Babak I: Api yang Tersembunyi
Beberapa hari terakhir, dunia seperti bergerak serempak dalam kegelisahan.
Dari Jakarta, Kathmandu, hingga Paris, letupan kericuhan terjadi hampir bersamaan: demonstrasi yang berubah ricuh, isu generasi Z yang kecewa, kemarahan kelas menengah, hingga polarisasi politik yang kian tajam.
Semua terasa seperti kebetulan.
Namun, jika diperhatikan lebih saksama, pola yang sama muncul:
narasi yang membakar emosi, berita yang sulit diverifikasi, dan sentimen yang dipelihara dengan sengaja.
Di sinilah Sengkuni modern memainkan perannya.

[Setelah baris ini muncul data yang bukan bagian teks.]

Issue #3947, opened 2018-11-29
Improve visibility of code editor buttons in the backend


ayumihamsaki:
This issue has annoyed me for years and today, I had enough and decide to code the fix.

The issue see screenshot, below:

![1a](https://user-images.githubusercontent.com/17784082/49227605-5ab80280-f3e1-11e8-9b9a-5a8a3f40e234.png)

As you can see, you can not see the buttons in default mode as they are hidden in the code (very annoying!)

The old CSS code:

```
.field-codeeditor .editor-toolbar {
    position: absolute;
    top: 10px;
    right: 25px;
    z-index: 10;
}
```

My suggestion is to re-code it to make it exactly the same as the search box in the same place, therefore see the following screenshot example now:

![2a](https://user-images.githubusercontent.com/17784082/49227750-c4d0a780-f3e1-11e8-95d6-76c1bd5235ee.png)

CSS File Location: modules/backend/formwidgets/codeeditor/assets/css/codeeditor.css?v443

I will try to create a PR in a bit - if others think this is fine.

ayumihamsaki:
Update: Actually I might just move it across to the left a bit so it is not covering the scrollbar like the search box is doing:

```
.field-codeeditor .editor-toolbar {
    border-radius: 0px 0px 5px 5px;
        border-top-left-radius: 0px;
        border-top-right-radius: 0px;
        border-bottom-right-radius: 5px;
        border-bottom-left-radius: 5px;
    right: 25px;
    background-color: #ddd;
    border: 1px solid #cbcbcb;
        border-top-color: rgb(203, 203, 203);
        border-top-style: solid;
        border-top-width: 1px;
        border-right-color: rgb(203, 203, 203);
        border-right-style: solid;
        border-right-width: 1px;
    border-top-color: rgb(203, 203, 203);
    border-top-style: solid;
    border-top-width: 1px;
    border-right-color: rgb(203, 203, 203);
    border-right-style: solid;
    border-right-width: 1px;
    border-right-color: rgb(203, 203, 203);
    border-right-style: solid;
    border-right-width: 1px;
    border-top: 0 none;
    max-width: 125px;
    overflow: hidden;
    margin: 0;
    padding: 4px;
    position: absolute;
    top: 0px;
    z-index: 99;
    white-space: normal;
}
```

Giving the results:

(With Scrollbar)

[...]

PR #3948, opened 2018-11-29
Improve visibility of code editor buttons in the backend

ayumihamsaki:
PR for https://github.com/octobercms/october/issues/3947

Have tested it in various Browsers and Desktop, Tablet and Mobile all seem fine.

### DIFF
--- a/composer.json
+++ b/composer.json
@@ -43,7 +43,8 @@
     "require-dev": {
         "fzaninotto/faker": "~1.7",
         "phpunit/phpunit": "~5.7",
-        "phpunit/phpunit-selenium": "~1.2"
+        "phpunit/phpunit-selenium": "~1.2",
+        "meyfa/phpunit-assert-gd": "1.1.0"
     },
     "autoload-dev": {
         "classmap": [
--- a/modules/backend/formwidgets/codeeditor/assets/css/codeeditor.css
+++ b/modules/backend/formwidgets/codeeditor/assets/css/codeeditor.css
@@ -19,5 +19,7 @@
 .field-codeeditor .editor-toolbar > ul > li > a:hover > i,.field-codeeditor .editor-toolbar > ul > li > a:focus > i{opacity:1;filter:alpha(opacity=100)}
 .field-codeeditor.editor-fullscreen{z-index:301;position:fixed !important;top:0;left:0;height:100%;border-width:0;-webkit-border-radius:0;-moz-border-radius:0;border-radius:0}
 .field-codeeditor.editor-fullscreen .editor-code{-webkit-border-radius:0;-moz-border-radius:0;border-radius:0}
-.field-codeeditor.editor-fullscreen .editor-toolbar{z-index:302}
 .field-codeeditor.editor-fullscreen .ace_search{z-index:303}
+.field-codeeditor.editor-fullscreen .editor-toolbar{z-index:302;border-radius:0 0 5px 5px;right:25px;background-color:#ddd;border:1px solid #cbcbcb;border-right-color:#cbcbcb;border-right-style:solid;border-right-width:1px;border-top:0 none;max-width:125px;overflow:hidden;margin:0;padding:4px;position:absolute;top:0;white-space:normal}
+.field-codeeditor.editor-fullscreen .editor-toolbar > ul > li > a{color:#666}
+.secondary-tabs .editor-toolbar > ul > li > a{color:#fff}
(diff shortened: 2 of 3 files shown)


ayumihamsaki:
Sorry forget my last comment, with regards to that screenshot - that would not work when you go into fullscreen mode.

Actually I have this PR running on a test website all day. If I want to see the first line of code, I just switch from normal mode to full screen and the code is located in a different place, due to the two different screensizes.

ayumihamsaki:
Will experiment more for solution

w20k:
One of the options would be to move 'editor-toolbar' on top of nav-bar using css (hacky solution: .editor-toolbar{top: -30px;right: 35px;} and color white for an anchor tag): 

screenshot 2018-11-30 at 01 58 04

ayumihamsaki:
@LukeTowers @w20k I was thinking the exact same thing (but more of ripping out the HTML code and moving it properly) and also adding that grey bar to the top of the full screen mode. Giving Users more features like "Search" in full screen mode.

ayumihamsaki:
Note: z-index in the LESS file is 10px + 3px so that is why I changed the CSS to 13px to match it correctly (mistake in original file).

w20k:
@ayumihamsaki That would be awesome and logical to do. You could add PR for 'ace.js' and test it while you're dealing with this task, and make one more JS lib PR for me to speed up the process a bit.

ayumihamsaki:
@w20k @LukeTowers I think Luke can just complete this issue and then I will open a fresh new PR for the ace update and update any issues there. Makes things easier completing each issue one at a time.

With regards to testing, what about testing DPI? I've been wondering how October handles high to low and vice vera resolution devices.

w20k:
@ayumihamsaki Sounds good to me!

If you could write down steps, how could we test it or what's your idea behind - 'high DPI testing' (haven't done DPI testing myself. Don't have a knowledge on topic). I could try it out, or also add ideas ;)

ayumihamsaki:
PLEASE DONT COMPLETE THIS PR YET - I AM RUNNING MORE TESTS ON IT.

ayumihamsaki:
@w20k The reason for high DPI testing is that people say a normal computer has a 1 dpi and an ipad pro has a 2 dpi etc.

You can find a list here of all the sizes: http://screensiz.es/

For testing we use DPR see here for more details on testing:

https://developers.google.com/web/tools/chrome-devtools/device-mode/emulate-mobile-viewports#optional_controls_eg_touch_media_queries_dpr

LukeTowers:
What does it look like in full screen?

ayumihamsaki:
I tested in various modes all looks fine to me. My full screen default I use for testing is 1920x1080 as I think that is the most common one.

ayumihamsaki:
I was thinking, maybe add some rules for updating things such as leaving Version Numbers and/or where the update library location is for future people. For example, I got zero idea how to go ahead and update this file vendor inside the codeeditor found here:

https://github.com/octobercms/october/blob/master/modules/backend/formwidgets/codeeditor/assets/vendor/emmet/emmet.js

ayumihamsaki:
Still working on this pr .......

ayumihamsaki:
@LukeTowers @w20k 

Ok I have done a combination of things:

1. Light background (non- main coding area) the icons are dark grey color:

pr-1

2. Main Coding area (place the icons in the grey area and also set the icons to a white color:

pr-2

3. Full screen mode (added my original idea):

pr-3

Will update the pr for more testing.

w20k:
Perfect, for me @ayumihamsaki Lets wait for @LukeTowers opinion.

LukeTowers:
@ayumihamsaki does the full screen mode block the top right if you're looking at a minified file which would have text all the way to the end?

Otherwise looking good to me!

ayumihamsaki:
> does the full screen mode block the top right if you're looking at a minified file which would have text all the way to the end?

Yes it would block on the full screen mode at the top right.

I personally think the number of times that would cause a real world issue would be very small. It would only be an issue on the first line of code and if that was a problem, then just add an extra line or move the code down when editing and move it back up when finished.

Code is not the same as language in the sense code it is standardized using left to right (ltr) and language is left to right (ltr) and right to left (rtl). So that is why I think the problem would be very small (in fullscreen).

If you think its going to cause a big issue then maybe we should create a full icon bar above the fullscreen coding window at the top of the screen?

I leave you to decide on this.

LukeTowers:
I'm fine with your comments on it. Thanks!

Ia tak lagi berpidato di istana seperti dahulu.
Kini, ia bekerja lewat akun anonim, bot yang memproduksi kebencian, dan kampanye digital yang halus namun mematikan.

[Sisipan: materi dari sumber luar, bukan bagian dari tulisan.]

PR #3950, opened 2018-12-01
Revert changes made to self.hide after ajax

Teranode:
This is needed as it removes leftover control-popover backdrops in any plugin backend that utilizes ajax in a popup modal (which is any of them that has relations or nested relations), so we will need to take a look at the dashboard widgets again.

### DIFF
--- a/modules/system/assets/ui/js/popup.js
+++ b/modules/system/assets/ui/js/popup.js
@@ -274,6 +274,7 @@
         // Wait for animations to complete
         var self = this
         setTimeout(function() { self.setBackdrop(false) }, 250)
+        setTimeout(function() { self.hide() }, 500)
     }
 
     Popup.prototype.triggerEvent = function(eventName, params) {


LukeTowers:
@w20k could you look into this and the original PR (https://github.com/octobercms/october/pull/3898) and see if you can recommend a fix that would work everywhere?

w20k:
@LukeTowers could we revert this change then, merge it with the dev branch? What I've understood from the @Teranode comments it's a critical issue for backend plugins that utilize ajax in popup modal.

A simple solution would be to test hide function if an object is still visible. Needs testing.
@Teranode if you have an example on your hands, could you push it to OC-Test? To make sure I won't break anything else 😄We really need JS tests...

Teranode:
dont have a gif example on me but consider this screenshot:


Basically the backdrop and the contents of the modal disappears, but the modal itself doesnt

, and with each nested modal, every time u save or update it will leave a modal block until you press esc to remove it completely

LukeTowers:
> A simple solution would be to test hide function if an object is still visible.

I'd agree with @w20k, we can do that to fix the original dashboard widget issue. Also, @Teranode could you add an example of nested popups to the oc-test-plugin repository for future testing?

w20k:
Got the fix. It's hilariously simple `if (!this.isOpen) return`. Though need to test plugins hidden logic.

PR #3953, opened 2018-12-02
Fix max & min items is repeater when using groups

c2webstudio:
Updated repeater when using the grouped functionality after adding the item was not removing the add more prompt if max-Items where reached.

### DIFF
--- a/modules/backend/formwidgets/repeater/assets/js/repeater.js
+++ b/modules/backend/formwidgets/repeater/assets/js/repeater.js
@@ -84,7 +84,7 @@
     }
 
     Repeater.prototype.clickAddGroupButton = function(ev) {
-        var  $self = this;
+        var $self = this;
         var templateHtml = $('> [data-group-palette-template]', this.$el).html(),
             $target = $(ev.target),
             $form = this.$el.closest('form'),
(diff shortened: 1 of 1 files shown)


LukeTowers:
I think the real issue is that https://github.com/octobercms/october/blob/master/modules/backend/formwidgets/repeater/assets/js/repeater.js#L45 is not getting fired in your specific case. Could you look into why that is @c2webstudio?

c2webstudio:
Yes @LukeTowers  the https://github.com/octobercms/october/blob/master/modules/backend/formwidgets/repeater/assets/js/repeater.js#L45 is not fired as in my case i am adding a group that fires the https://github.com/octobercms/october/blob/master/modules/backend/formwidgets/repeater/assets/js/repeater.js#L47

modules/backend/formwidgets/repeater/assets/js/repeater.js
```diff
@@ -84,6 +84,7 @@
     }
 
     Repeater.prototype.clickAddGroupButton = function(ev) {
+        var  $self = this;
```
LukeTowers: One too many spaces between `var` and `$self`

LukeTowers:
@c2webstudio fair enough :) added a comment, fix that and I'll merge it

Sengkuni tak butuh senjata tajam; kata-kata sudah cukup untuk menyalakan perang.
Babak II: Werkudara yang Tertidur
Rakyat, yang di masa lalu diibaratkan sebagai Werkudara dengan tenaga besar dan hati polos, kini terpecah-belah.
Mereka saling serang di ruang digital, percaya pada kabar yang belum jelas kebenarannya, bahkan tega memutus persahabatan demi membela narasi yang mereka anggap benar.
Kelas menengah dan bawah yang dulu menjadi tulang punggung bangsa kini justru menjadi korban adu domba.
Sengkuni tahu, Werkudara tidak perlu dikalahkan dengan kekuatan fisik.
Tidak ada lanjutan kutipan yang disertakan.